PR #193, opened 2024-09-10
Fix cookie parsing from headers in server request factory using globals.

### LINKED ISSUE #165: Plus signs in cookie data get converted to space.
### Bug Report

Plus signs in cookie values are converted to spaces.

|    Q        |   A
|------------ | ------
| Version(s)  | 2.24.0 but also the latest version.

My reading of [rfc6265](https://datatracker.ietf.org/doc/html/rfc6265) is that plus signs:

> cookie-octet      = %x21 / %x23-2B / %x2D-3A / %x3C-5B / %x5D-7E

as the plus sign is a %2B

#### Summary

Plus signs in cookie values are converted to spaces.

#### Current behavior

The function parseCookieHeader does a urldecode on the values [here](https://github.com/laminas/laminas-diactoros/blob/9abef5d1fd2f2cbe42032413a35eead833dbac63/src/functions/parse_cookie_header.php#L36), and so the plus sign is converted to a space.

#### How to reproduce

$data = "john=12345; plus_sign=plus+sign";
$result = parseCookieHeader($data);
var_dump($data, $result);

#### Expected behavior

As the plus sign is apparently a valid cookie character, it should be passed through unchanged.

Not sure how you could change this without a large BC break...

btw, probably relevant
https://bugs.php.net/bug.php?id=78929

Xerkus:
PHP used to encode space in cookie values as + in violation of RFCs until it was fixed in PHP 7.4.
See https://bugs.php.net/bug.php?id=79174

We decode headers to read server request cookies when creating server request from globals. It was still converting `+` in the cookie value back to space.

This PR fixes our implementation to align it again with the supported PHP versions and RFCs.

### DIFF
--- a/psalm-baseline.xml
+++ b/psalm-baseline.xml
@@ -1,5 +1,5 @@
 <?xml version="1.0" encoding="UTF-8"?>
-<files psalm-version="5.25.0@01a8eb06b9e9cc6cfb6a320bf9fb14331919d505">
+<files psalm-version="5.26.0@4787eaf414e16c661902b94dfe5d882223e5b513">
   <file src="src/AbstractSerializer.php">
     <RedundantCondition>
       <code><![CDATA[! $crFound]]></code>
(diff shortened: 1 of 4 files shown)


gsteel (approved):
LGTM! My only concern here is that it's a behaviour change that is possibly unexpected, even though it's effectively a fix.

Can we get away with releasing this in a patch?

Xerkus:
@gsteel  You want to release it as 3.3.1?
We can do that but I was going to tag 3.4.0 anyway although phpunit 10 upgrade is a dev dependency and the whole thing can be easily reduced to a patch release.

gsteel:
I think a 3.4.0 release is fine - I was questioning the change needing to go into 4.0 as a possible BC break, or not as the case may be

Xerkus:
There is no chance for BC break here.

PR #194, opened 2024-09-10
Fix provided versions of psr/http-factory-implementation in composer.json

### LINKED ISSUE #161: `composer.json` provides non-existing versions of `psr/http-factory`
### Bug Report

|    Q        |   A
|------------ | ------
| Version(s)  | 3.0.0

#### Summary

With v3, the `provide` section got updated. Somehow, `psr/http-factory-implementation` was also updated to v1.1 and v2.0 which do not exist.

Xerkus:
None of the provided versions of the virtual package psr/http-factory-implementation exist in psr/http-factory. Particularly there is no v2 version.

Original change was meant for the psr/http-message-implementation but got inadvertently duplicated.

### DIFF
--- a/composer.json
+++ b/composer.json
@@ -51,7 +51,7 @@
         "vimeo/psalm": "^5.25.0"
     },
     "provide": {
-        "psr/http-factory-implementation": "^1.1 || ^2.0",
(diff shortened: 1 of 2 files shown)


gsteel (approved):
👍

═══

## Required action
Run a filter over the data above and keep each line that contains the word "from".

## Problem solution
Fix cookie parsing from headers in server request factory using globals.
We decode headers to read server request cookies when creating server request from globals. It was still converting `+` in the cookie value back to space.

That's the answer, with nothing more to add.